FitWorking is the idea that just because we have a desk job, it doesn’t mean we have to be sitting all day long. Hitting the gym after many hours of inactivity will not negate the negative impact of sedentary life. Instead, we can design our office in such a way, that we are encouraged to be more active while working.
We don’t really have to move all the time, but just enough to prevent stiffness and poor blood circulation. Even sitting itself doesn’t have to be a static action – replacing the standard desk with a floor desk for just an hour or two, can give us the opportunity to stretch and change position much often, while sitting.
8 hours of working doesn’t have to be 8 hours of sitting

Principles of FitWorking
We have been practicing FitWorking for a few years now.

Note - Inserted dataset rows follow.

PR #280, opened 2020-10-14
Timestamp frac precision

katox:
I have been bitten by round-trip `java.time.Instant` -> `string` -> malli -> `#inst`. The problem manifests in java9+ because of increased precision from miliseconds to microseconds. I noticed there is a broader plan for time handling code but in the meantime I patched the `string->date` transformer.


miikka (approved):

miikka:
Thanks for the fix!

PR #291, opened 2020-10-30
Set actual Oslo coordinates

teodorlu:
I set the old coordinates just to have an example, but re-reading the docs now, I feel that it would be more proper not to confuse people!

So here's a coordinate-fixing PR for just docs.

Have a nice weekend!

Teodor


ikitommi:
Thanks!

PR #293, opened 2020-11-03
Add example for test.check generator integration

solatis:
Small snippet that documents test.check generator integration by using `mg/generator`.


ikitommi:
thanks!

PR #962, opened 2023-09-24
Malli tuple should generate clj-kondo seqable

ingesolvoll:
The existing malli code generated invalid clj-kondo config. 

Before:
`[:tuple :int :int] => [:int :int]`

After
`[:tuple :int :int] => :seqable`

Context: https://clojurians.slack.com/archives/CHY97NXE2/p1676474936435069


ikitommi:
Thanks!!

PR #963, opened 2023-09-26
Fixing strip-extra-keys-transformer for recursive map encoding

tomasd:
This PR fixes an issue when `strip-extra-keys-transformer` was used to encode the `:map-of` used in a recursive way. Transformer needs to run before the encoder otherwise it sees already encoded value which does not pass the validation. 

There is a pending issue when an invalid key in `:map-of` instead of being removed from the value invalidates the whole `:map-of`. This would probably require recursive validation, which may add some computational complexity.


ikitommi:
> There is a pending issue when an invalid key in :map-of instead of being removed from the value invalidates the whole :map-of. This would probably require recursive validation, which may add some computational complexity.

a pending issue? but, merging this, thanks!

PR #966, opened 2023-10-11
Add support for uri? in malli.transform (Clojure only)

stig:
With Reitit (0.7.0-alpha7), using the below route definition, I get a failure during the coercion when passing the uri "http://example.com".

    ["/uri"
      {:post {:summary "Post a URI - fails coercion"
              :coercion reitit.coercion.malli/coercion
              :parameters {:body {:uri uri?}}
              :responses {200 {:body {:uri uri?}}}
              :handler (fn [{{{uri :uri} :body} :parameters}]
                         {:status 200 :body {:uri uri}})}}]]

When I replaced the :coercion with the Clojure Spec version, the coercion works.

With this change the Malli coercer should also work.

I made it Clojure specific since it relies on `java.net.URI`.

### DIFF
--- a/src/malli/transform.cljc
+++ b/src/malli/transform.cljc
@@ -6,6 +6,7 @@
   #?(:clj (:import (java.time Instant ZoneId)
                    (java.time.format DateTimeFormatter DateTimeFormatterBuilder)
                    (java.time.temporal ChronoField)
+                   (java.net URI)
                    (java.util Date UUID))))
 
 (def ^:dynamic *max-compile-depth* 10)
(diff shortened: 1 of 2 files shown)


src/malli/transform.cljc
```diff
@@ -95,6 +96,15 @@
       x)
     x))
 
+#?(:clj
+   (defn -string->uri [x]
+     (if (string? x)
+       (try
+         (URI. x)
+         (catch Exception _
```
stig, line 104: Would it be better to catch `java.net.URISyntaxException` here?

opqdonut: Your call. The body of the `try` is so small there's little possibility of masking unrelated exceptions.

stig: You're right that the body is small, but I prefer `URISyntaxException` for explicitness - so I have updated it.

stig: Hmm, that fails the Babashka job, so I guess I change it back :-)

https://github.com/metosin/malli/actions/runs/6493910884/job/17635777011

stig: I couldn't get the recommended macro approach to work, so I just put a comment in to tighten up the catch clause once our version of babashka has the required commit.

opqdonut:
good catch re: babashka!

PR #968, opened 2023-10-23
refactor(core): support passing custom ':type' in into-schema opt for :map and :map-of

jasonjckn:
since the into-schema/'higher kinded schema' `:map`'s uses `map?` as its predicate, and no instance of datomic.query.EntityMap is a `map?` but supports most of the interfaces&protocols, i need to define my own variant, namely `:entity-map`, i saw you support changing the predicate, so why not the `:type` tag as well? This PR does that.

image


ikitommi:
thanks!

PR #973, opened 2023-11-21
Document :or vs :union vs :merge

frenchy64:
Responding to a query on slack.


README.md
colinphill-3ds, line 1: It looks like you forgot to change the top-level operation in the example schemas – they all use `:merge`

ikitommi:
Thanks!!

PR #976, opened 2023-11-30
chore(doc): updating README provider example

ptdel:
example reflects that provider creates real schemas instead of predicates (e.g. `:string` over `string?`), this applies to `value-decoders`


ikitommi:
Thanks!

PR #995, opened 2024-01-20
Update README.md

eploko:
Fixed a typo in key names in the `UnionMaps` example snippet.

The example had me scratch my head a little as there was a typo. The combined schema used to verify a map with both `:x` and `:y` keys, while the schema only had descriptions for `:x`.


ikitommi:
Thanks!

PR #1008, opened 2024-02-17
support passing cause to -fail!

flyingmachine:
add `cause` argument to `-fail!` so that it can get passed through to `ex-info`


ikitommi:
Unclear use case and tests don't pass. Feel free to reopen with use case. thanks.

PR #1760, opened 2016-09-06
Issue/1759 enable monitoring data transfer

stellanl:
Uses surveyedLocaleIdentifier to connect monitored surveys together.

### DIFF
--- a/GAE/src/org/waterforpeople/mapping/dataexport/GraphicalSurveySummaryExporter.java
+++ b/GAE/src/org/waterforpeople/mapping/dataexport/GraphicalSurveySummaryExporter.java
@@ -71,6 +71,7 @@ import org.waterforpeople.mapping.domain.response.value.Media;
 import org.waterforpeople.mapping.serialization.response.MediaResponse;
 
 import com.gallatinsystems.common.util.JFreechartChartUtil;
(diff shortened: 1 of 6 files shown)


GAE/src/org/waterforpeople/mapping/dataexport/GraphicalSurveySummaryExporter.java
```diff
@@ -1632,7 +1632,7 @@ public static void main(String[] args) {
         Map<String, String> criteria = new HashMap<String, String>();
         Map<String, String> options = new HashMap<String, String>();
         options.put(LOCALE_OPT, "en");
-        // options.put(TYPE_OPT, RAW_ONLY_TYPE);
+        options.put(TYPE_OPT, RAW_ONLY_TYPE); //For monitored-transfer test
```
muloem: Do we need this for the time being?

muloem:
@janagombitova given that we do not want to include the monitoring data import for the time being, lets say we close this PR until we move that decision further?

janagombitova:
@muloem could not agree more. But if we have the very exeptional cases where we might need to do this in a very controlled way, would that still be possible (as we have done the tests on SNV instances)?

Issue #1772, opened 2016-09-30
Fix NPE when stored counts are null


iperdomo:
```
Failed to process zip file:bb54c05e-ea73-4a83-ab48-94ca047f76f8.zip : null
java.lang.NullPointerException
    at org.waterforpeople.mapping.domain.SurveyInstance.updateSummaryCounts(SurveyInstance.java:396)
    at org.waterforpeople.mapping.dao.SurveyInstanceDAO.save(SurveyInstanceDAO.java:159)
    at org.waterforpeople.mapping.app.web.TaskServlet.processFile(TaskServlet.java:204)
    at org.waterforpeople.mapping.app.web.TaskServlet.ingestFile(TaskServlet.java:388)
    at org.waterforpeople.mapping.app.web.TaskServlet.handleRequest(TaskServlet.java:354)
    at com.gallatinsystems.framework.rest.AbstractRestApiServlet.executeRequest(AbstractRestApiServlet.java:85)
    at com.gallatinsystems.framework.rest.AbstractRestApiServlet.doPost(AbstractRestApiServlet.java:61)
   [...]
```

janagombitova:
@iperdomo could you add a test plan for the issue? Thanks

iperdomo:
@janagombitova unfortunately i don't have a way of reproducing the error. It just annoying to have those `NullPointerException` in the email :wink: 

Some of us are recipients of error stack traces when something goes wrong processing a data file (the _stacktrace_ copy i pasted in the issue).

I can forward some emails with the same error.

osg74:
Small enough fix, which should stop error emails from this particular code fragment.

janagombitova:
@osg74 I do not know how to check this one as I am not in the email list (was one way how I thought I can test it out). Can you please decide on if this implementation is ready for releasing? Thanks

osg74:
Should be ready for release -- I've added myself to the mailing list to catch any similar errors in future.

PR #1773, opened 2016-09-30
[#1772] Fix NPE when stored count is null

iperdomo:


GAE/src/org/waterforpeople/mapping/domain/SurveyInstance.java
```diff
@@ -393,7 +393,7 @@ public void updateSummaryCounts(boolean increment) {
                 }
 
                 // update and save or delete
-                long count = questionSummary.getCount();
+                long count = questionSummary.getCount() == null ? 0 : questionSummary.getCount();
```
stellanl: Looks good

Issue #1800, opened 2016-10-27
Caddisfly results render as string in Carto maps


janagombitova:
In Carto maps the results are rendered as a string. The answers need to be shown in the same way across the entire dashboard. Ideally in the same way they are shown on non-Carto maps. 

<img width="1250" alt="screen shot 2016-10-24 at 15 06 03" src="https://cloud.githubusercontent.com/assets/12456965/19646831/8fc19e88-99fb-11e6-93e0-c59861359f6b.png">

<img width="1227" alt="screen shot 2016-10-24 at 15 09 28" src="https://cloud.githubusercontent.com/assets/12456965/19646899/eed44eb6-99fb-11e6-896d-c3c7917a5b69.png">
_(rendering on non-Carto maps)_

You can find the data points here https://uat1.akvoflow.org/admin/ > Map tab > 1.9.11 UAT Folder > Jana UAT tests > 1.9.11 UAT Non MF Survey (All questions) 1st test > points are located in Slovakia in the North part of the country

janagombitova:
👍  implementation passes test plan

PR #1844, opened 2016-11-28
#1800 issue fix (connect #1800) 

kymni:
## Checklist
* [ ] Click on point with caddisfly response
* [ ] Response should appear as an image in the side panel same as in issue definition


Dashboard/app/js/lib/views/maps/map-views-common.js
```diff
@@ -774,6 +774,15 @@ FLOW.NavMapsView = FLOW.View.extend({
                         clickedPointContent += srcAttr + signatureJson.image +'"/></div>';
                         clickedPointContent += '<div class="signedBySection">'+Ember.String.loc('_signed_by') +': '+signatureJson.name+'</div>';
                         break;
+                      case "CADDISFLY":
```
muloem: I was just wondering if this section isn't doing the same thing as `FLOW.renderCaddisflyAnswer()` in `views.js`. Can you review and if its the case then reuse the function. 👍

kymni: You are right, change applied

Based on our experience, we have established the following core principles:
- Ergonomic is good. But not all day long.
While office ergonomics play an important part of muscular skeletal health and pain prevention, they aim to find the “perfect” position and encourage office workers to stay in this position for a prolonging period of time. While the perfect posture is better then a bad posture, movement is crucial for preventing stiffness, maintaining joint health and muscle function. - Accidental workout can take you long way.
While a solid gym workout can make you stronger over time, you will be surprised how far can small daily strengthening movements can take you. Take a pull-ups for example. Mounting a bar on top of my bathroom door prompted me to to try to do a pull-up each time I would visit the room. At first I couldn’t even hang for more then few seconds. An 2 years later I can perform multiple pull-ups with a good form and I didn’t even feel when it happened! - Floor is your friend.
Sitting on the floor encourages better posture by promoting a natural spinal alignment and engaging the core muscles. This seated position can improve flexibility in the hips, knees, and ankles over time, fostering greater joint mobility. Additionally, a floor desk creates a minimalist, space-saving solution, which cultivates a sense of simplicity and tranquility, echoing the Zen principles often associated with Japanese decor.
Standing is good. But not all day long.Small steps.


- Standing is good. But not all day long.
Prolonging standing static places excessive strain on certain muscles, particularly in the lower back, hips, and legs, leading to stiffness and discomfort. Reduced blood flow from standing still can increasing the risk of varicose veins. Incorporating movement, shifting positions frequently and alternating between sitting and standing is crucial. - Small steps is better then no steps.
Getting 10k steps a day is a great goal, but hybrid work can make it challenging. A quick walk before or after work can boost both physical health and mental clarity. While tools like walking pads or desk ellipticals aren’t a substitute for a park jog, they help keep you moving during the day. Every step adds up, and you’ll be surprised at your progress—definitely better than sitting all day!